Finalement, y a-t-il encore besoin de journalistes pour nous éclairer en temps de campagne électorale ? C'est la question volontairement provocatrice que l'on peut se poser après avoir regardé le débat Macron/Le Pen sur TF1 et France 2.
Ils se contentaient de faire respecter le timing prévu et d'assurer les transitions entre les différents thèmes abordés. De simples passe-plats. Léa Salamé et Gilles Bouleau n'auront pas fait gloire au métier de journaliste lors du face-à-face politique télévisé entre le président français Emmanuel Macron et sa rivale d'extrême-droite Marine Le Pen.
Aucune question dérangeante, aucune intervention poil-à-gratter, aucune recontextualisation, aucune rectification lorsqu'une énormité est balancée en direct devant des millions de téléspectateurs... Ils se sont limités au rôle d'arbitres.
Mais ne leur en voulons pas trop : saviez-vous que, dans cet exercice bien particulier du débat d'entre deux tours à la télé française, tout, absolument tout, dans le moindre détail, fait l'objet de négociations intenses ?

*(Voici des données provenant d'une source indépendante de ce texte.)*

PR #72, opened 2025-07-31
Fix `ere-jolt`

han0110:
Bugs found during working on #66.

- Added back mistakenly deleted `main.rs` of Jolt's guest in #68 
- Upgrade base dockerfile to use `ubuntu:24.04` for Jolt's compilation flow (it requires higher version of `GLIBC`)
- Install Jolt's toolchain when installing SDK to avoid installation while compiling guest

### DIFF
--- a/scripts/sdk_installers/install_jolt_sdk.sh
+++ b/scripts/sdk_installers/install_jolt_sdk.sh
@@ -34,6 +34,9 @@ ensure_tool_installed "cargo" "to build and install Rust packages"
 echo "Installing Jolt CLI from GitHub repository (a16z/jolt)..."
 cargo +nightly install --git https://github.com/a16z/jolt --force --bins jolt
 
+# Install Jolt's toolchain
+jolt install-toolchain
+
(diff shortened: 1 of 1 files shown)


jsign (approved):

docker/base/Dockerfile.base
```diff
@@ -1,9 +1,13 @@
...
 
-# Set DEBIAN_FRONTEND to noninteractive to avoid prompts during package installation
-ENV DEBIAN_FRONTEND=noninteractive
+# Free uid 1000 for later usage, see https://bugs.launchpad.net/cloud-images/+bug/2005129
+# for more details.
+RUN userdel -r ubuntu
+
+# Set DEBIAN_FRONTEND to noninteractive to avoid prompts during package
+# installation when building the image.
+ARG DEBIAN_FRONTEND=noninteractive
```
han0110, line 10: Use `ARG` instead of `ENV` here so it won't persist in the image.

kevaundray (approved):

PR #75, opened 2025-08-01
Add `ere-dockerized`

### LINKED ISSUE #14: Make Ere::compile use docker

han0110:
Turns out to be a bit huge still, but I think all the changes are needed by `ere-dockerized`

By commits it does:

1. Change `Compiler::compile` interface
    - Change `Compiler::compile(&Path, &Path)` to
  `Compiler::compile(&Path)`, now we only pass `guest_directory` and the compiler
  needs to figure out the workspace itself (only `EreDockerizedCompiler` needs to do that for mounting)
    - Change `Compiler::compile(&Path)` to
  `Compiler::compile(&self, &Path)`, so later `EreDockerizedCompiler`
  can be instantiated with a `enum ErezkVM` which does the dockerized
  compilation of instantiated zkVM.
    - Revert using docker for compilation of `ere-sp1`
  and `ere-risc0`, for dockerized compilation we should use `EreDockerizedCompiler`, this should also resolve #14 for all zkVM.
2. Add `ere-dockerized`
    - Add `enum ErezkVM` so we can select the zkVM we want to use
    - Builds image with the dockerfile `docker/cli/Dockerfile` with selected zkVM feature
    - Provides `EreDockerizedCompiler(ErezkVM)` that implements `Compiler` by executing docker command on the image
    - Provides `EreDockerizedzkVM { ErezkVM, .. }` that implements `zkVM` by executing docker command on the image
    - Also cleanup other dockerfiles so they don't do testing when build
3. Comment for zisk's script trick that should be added in #74

Ideally the usage of `ere-dockerized` should simplify `zkevm-benchmark-workload` a bit like https://github.com/han0110/zkevm-benchmark-workload/commit/0668b1f6745ef2d18e1c59d9005046e1e2a14f8c


crates/ere-dockerized/src/lib.rs
```diff
@@ -0,0 +1,451 @@
...
+        format!("ere-cli-{self}:{version}")
+    }
+
+    pub fn build_docker_image(&self) -> Result<(), CommonError> {
+        let workspace_dir = workspace_dir();
+
+        let force_rebuild = env::var("ERE_FORCE_REBUILD_DOCKER_IMAGE")
+            .ok()
+            .and_then(|s| s.parse::<bool>().ok())
+            .unwrap_or_default();
```
han0110, line 123: Re https://github.com/eth-act/ere/pull/66#discussion_r2242784471 indeed force rebuild seems safer.

docker/cli/Dockerfile
```diff
@@ -0,0 +1,16 @@
...
+WORKDIR /ere
+
+ARG ZKVM
+
+RUN cargo build --release --package ere-cli --bin ere-cli --features ${ZKVM} && \
+    cp /ere/target/release/ere-cli /ere/ere-cli && \
+    cargo clean && \
+    rm -rf $CARGO_HOME/registry/src $CARGO_HOME/registry/cache
+
+ENTRYPOINT ["/ere/ere-cli"]
```
han0110, line 16: Re https://github.com/eth-act/ere/pull/66#discussion_r2243022237 and https://github.com/eth-act/ere/pull/66#discussion_r2242788242 now it's a `Dockerfile` and looks much cleaner, previously there are more args so I decided to have a builder, but in the end it seems we only need to select `ZKVM`

crates/ere-dockerized/src/lib.rs
```diff
@@ -0,0 +1,503 @@
+//! # Ere Dockerized
```
han0110, line 1: Re  https://github.com/eth-act/ere/pull/66#discussion_r2242925511 add some comments and an example.

crates/ere-dockerized/Cargo.toml
```diff
@@ -0,0 +1,27 @@
...
+version.workspace = true
+edition.workspace = true
+rust-version.workspace = true
+license.workspace = true
+
+[dependencies]
+bincode = "1.3"
+cargo_metadata = "0.19"
+serde = { version = "1.0", features = ["derive"] }
+tempfile = "3.3"
```
jsign, line 12: Nit: use workspace version?

crates/ere-dockerized/Cargo.toml
```diff
@@ -0,0 +1,27 @@
...
+thiserror = "2"
+
+zkvm-interface = { workspace = true, features = ["clap"] }
+
+# Needed for Risc0 and OpenVM input serialization.
+bytemuck = "1.13"
+risc0-zkvm = { version = "^2.3.0", default-features = false }
```
jsign, line 19: Idea: could be better that we move all zkVM SDKs dependencies to the workspace `Cargo.toml`?

Before this PR the mental model for updating a zkVM SDK version was:
- Update `Cargo.toml` of the corresponding `ere-{{zkVM}}` crate.
- Update the pinned version in the corresponding zkVM Dockerfile.

This `ere-dockerized` breaks a bit that mental model, and I'm fearing we might forget to update some stuff. I can also agree that we can also have a mental model of doing Ctrl+F and look around though.

But I think if we move all SDKs to the workspace, and in each crate (being `ere-{{zkVM}}` or even this exception `ere-dockerized`), then we can have a simplified rule:
- Update in workspace `Cargo.toml`.
- Update pinned version in corresponding Dockerfile.

I think avoiding Ctrl+F is good since when reviewing PRs one have to trust the author did that work correctly, or reviewers have to clone and double-check.

No super strong opinions though -- just sharing an idea, but maybe have some drawbacks I could be missing.

crates/ere-dockerized/build.rs
```diff
@@ -0,0 +1,65 @@
+use build_utils::{detect_sdk_version, detect_self_crate_version};
+use std::{env, fs, path::Path};
+
+fn main() {
+    generate_ere_version();
```
jsign, line 5: Thought not for this PR: maybe at some point it would be good to also append the git hash, since some people could be using `master` and could be useful?

crates/ere-dockerized/build.rs
```diff
@@ -0,0 +1,65 @@
...
+        "jolt-sdk",
+        "nexus-sdk",
+        "openvm-sdk",
+        "pico-sdk",
+        "risc0-zkvm",
+        "sp1-sdk",
+    ]
+    .map(detect_sdk_version);
+
+    // FIXME: ZisK doens't depend on SDK yet, so we hardcode the version here,
```
jsign, line 39:
```suggestion
    // FIXME: ZisK doesn't depend on SDK yet, so we hardcode the version here,
```

crates/ere-dockerized/src/input.rs
```diff
@@ -0,0 +1,64 @@
...
+        match self {
+            // Issue for tracking: https://github.com/eth-act/ere/issues/4.
+            Self::Jolt => unimplemented!(),
+            // Issue for tracking: https://github.com/eth-act/ere/issues/63.
+            Self::Nexus => unimplemented!(),
+            // FIXME: Instead of using `openvm::serde::to_vec`, we use Risc0's
+            //        serializer, because OpenVM uses the same one, to avoid the
+            //        duplicated extern symbol they export.
+            //        It'd be better to have each zkvm provides their
+            //        lightweight serde crate.
```
jsign, line 19: Worth also creating an issue?

crates/ere-dockerized/src/lib.rs
jsign: I think the safer option is the one you did initially :smile::
- Original take: If no env is provided, it will always rebuild
- New take: If not env is provided, it won't rebuild (i.e., use cached).

I'm fine with both -- just double checking here if you really intended to do the safer one?

crates/ere-dockerized/src/lib.rs
```diff
@@ -0,0 +1,512 @@
...
+
+/// Wrapper for serialized program.
+#[derive(Clone, Serialize, Deserialize)]
+pub struct SerializedProgram(Vec<u8>);
+
+impl Compiler for EreDockerizedCompiler {
+    type Error = CompileError;
+    type Program = SerializedProgram;
+
+    fn compile(&self, guest_directory: &Path) -> Result<Self::Program, Self::Error> {
```
jsign, line 205: How would the workload repo use this now?

For example, `guest_directory`would be [this path](https://github.com/eth-act/zkevm-benchmark-workload/tree/master/ere-guests/stateless-validator/sp1)? How it decides to mount the [underlying workspace](https://github.com/eth-act/zkevm-benchmark-workload/tree/master/ere-guests)?

docker/zisk/Dockerfile
```diff
@@ -37,14 +38,21 @@ RUN wget https://developer.download.nvidia.com/compute/cuda/repos/$(. /etc/os-re
...
-# This script installs the 'zisk' Rust toolchain and cargo-zisk.
-# TODO: Download the proving key if the CI runner has enough disk space.
-RUN SETUP_KEY=verify /tmp/install_zisk_sdk.sh && rm /tmp/install_zisk_sdk.sh # Clean up the script
+# This script installs the 'zisk' Rust toolchain and `cargo-zisk`
+#
+# If argument `CI` is set, we only install verifying key, this is used by github
+# CI runner which only has small disk space (proving key requires ~35 GB).
+RUN if [ -n "$CI" ]; then export SETUP_KEY=verify; fi && \
+    /tmp/install_zisk_sdk.sh && \
+    rm /tmp/install_zisk_sdk.sh # Clean up the script
```
jsign, line 55: Asking to understand more:
1. These verifying and proving keys are related to aggregation circuits?
2. What's the consequence of only installing one key but not the other?
3. Maybe with the devops GH runners we can remove this since they have 100GiB?

Sorry some are basic questions :)

jsign (approved):
LGTM! I left some comments/questions.

crates/ere-dockerized/Cargo.toml
han0110: Yes this makes sense, I was actually planning to move all dependencies to workspace if there is no explicit version conflict, ideally we only need to touch 3 places if we do so:

- `<repo>/Cargo.toml`
- `docker/{zkvm}/Dockerfile`
- `tests/{zkvm}/**/Cargo.toml`

Is it okay to do so in another PR? I was afraid the diff gets bigger so haven't done it yet.

jsign: Yes yes, was mostly an idea for another PR if makes sense.

crates/ere-dockerized/src/lib.rs
han0110: Ah I think we could keep it similar with the original one, but make it an instance method like `fn compile(&self, workspace_directory: &Path, guest_relative: &Path)`, so `EreDockerizedCompiler(ErezkVM)` could work.

docker/zisk/Dockerfile
han0110: > Reg 1. I think I was mostly thinking on proving and verifying keys that usually depend on the program you want to prove.

It indeed depends on their zkVM circuit and the aggregation circuit I think, it does some pre-processing when installation that makes the proving faster but takes huge disk space. Tho it doesn't depend on the guest program because guest program could be seen as a private input to the zkVM circuit.

crates/ere-dockerized/src/lib.rs
jsign: Makes sense, so then `EreDockerizedCompiler` won't impl `Compiler`?

docker/zisk/Dockerfile
jsign: Ah sorry, I think I was sticking to other non-zkVM thinking where guest programs were custom -- in this case the VM is the program and the "guest programs" are inputs yes.

crates/ere-dockerized/src/input.rs
kevaundray: >   It'd be better to have each zkvm provides their lightweight serde crate.

This seems like a good suggestion, can we create an issue so we remember to ask them in the future to do this?

crates/ere-dockerized/src/lib.rs
jsign: BTW, feel free to merge this PR as is -- we can continue the convo in other PR.

han0110: So in the end I did this https://github.com/eth-act/ere/pull/75/commits/58575d91d6e1d8dc1deb216e537339180761976e, I think this should be flexible enough to support any kinds of layout (actually similar as previous, but now we have 2 absolute path `mounting_directory` and `guest_directory` and require the latter is sub-dir of the former).

PR #79, opened 2025-08-07
Cleanup some todos in SP1 dockerfile

han0110:
Also noticed that SP1 doesn't really use the env `SP1_DIR` in their `cargo-prove` CLI, when it installs the toolchain [it always install to `$HOME/.sp1`](https://github.com/succinctlabs/sp1/blob/v5.1.0/crates/cli/src/commands/install_toolchain.rs#L61).

So not sure if we should keep the `SP1_DIR` a argument or not.

### DIFF
--- a/scripts/sdk_installers/install_sp1_sdk.sh
+++ b/scripts/sdk_installers/install_sp1_sdk.sh
@@ -14,29 +14,27 @@ if ! command -v bash &> /dev/null; then # sp1up script uses bash
 fi
 
 # Define default homes if not set, useful for Docker context
-DEFAULT_SP1UP_HOME="${HOME}/.sp1up"
-DEFAULT_SP1_HOME="${HOME}/.sp1"
+DEFAULT_SP1_DIR="${HOME}/.sp1"
 
 # Use existing ENV var or default. Docker ENV will make these available.
 # For local use, user might need to add these to their .bashrc/.zshrc
-export SP1UP_HOME="${SP1UP_HOME:-${DEFAULT_SP1UP_HOME}}"
-export SP1_HOME="${SP1_HOME:-${DEFAULT_SP1_HOME}}"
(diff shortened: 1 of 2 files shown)


scripts/sdk_installers/install_sp1_sdk.sh
```diff
@@ -14,29 +14,27 @@ if ! command -v bash &> /dev/null; then # sp1up script uses bash
...
 
 # Use existing ENV var or default. Docker ENV will make these available.
 # For local use, user might need to add these to their .bashrc/.zshrc
-export SP1UP_HOME="${SP1UP_HOME:-${DEFAULT_SP1UP_HOME}}"
-export SP1_HOME="${SP1_HOME:-${DEFAULT_SP1_HOME}}"
+export SP1_DIR="${SP1_DIR:-${DEFAULT_SP1_DIR}}"
 
 # Run sp1up installer script
-curl -L https://sp1up.succinct.xyz | bash -s -- --yes 
+curl -L https://sp1up.succinct.xyz | bash
```
han0110, line 24: No interactoin in sp1up so removing the `--yes`

scripts/sdk_installers/install_sp1_sdk.sh
```diff
@@ -14,29 +14,27 @@ if ! command -v bash &> /dev/null; then # sp1up script uses bash
...
 
 # Add sp1up and sp1 binaries to PATH for this script's execution context
 # and for subsequent commands if this script is sourced.
-export PATH="${SP1UP_HOME}/bin:${SP1_HOME}/bin:$PATH"
+export PATH="${SP1_DIR}/bin:$PATH"
 
-export SDK_VERSION="${SP1UP_SDK_INSTALL_VERSION:-latest}"
+export SP1_VERSION="${SP1_VERSION:-latest}"
```
han0110, line 30: Rename it to be same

Rien n'est laissé à la libre appréciation des chaînes, comme c'est pourtant le cas dans les autres émissions. Les thèmes abordés, pour ne pas dire les questions elles-mêmes, mais aussi des éléments très pratiques telles que l'écart entre les pupitres des deux candidats, l'éclairage, le nom du réalisateur aux manettes, les cas où les plans de coupe (contre-champs) sont autorisés... Ce sont les politiques et leurs conseillers qui décident des règles du «jeu» !
Les intervenants choisissent même les noms des journalistes qui vont les «interviewer»... Cette année, il s'avère d'ailleurs que le nom d'Anne-Sophie Lapix, présentatrice du JT de France 2, a d'emblée été écarté par les deux camps : Macron n'aurait pas digéré sa pusillanimité lors d'un entretien au début de la crise du covid !
Les journalistes ne sont que des pantins dans ces échanges. Ai-je d'ailleurs été le seul à être surpris de constater que le tandem à l'animation (je dis bien «animation» !) était cette fois placé un peu plus bas que les «vedettes» du jour, hors de l'estrade, bien à l'écart du ring de boxe ?
Tout cela, rappelons-le, aux frais des chaînes : les candidats n'interviennent en rien financièrement dans la production. C'est le téléspectateur, voire le contribuable, qui paie ce simulacre.
En tout cas, la note est lourde pour la profession de journaliste, essentielle dans une démocratie, mais déjà tant malmenée ces derniers temps.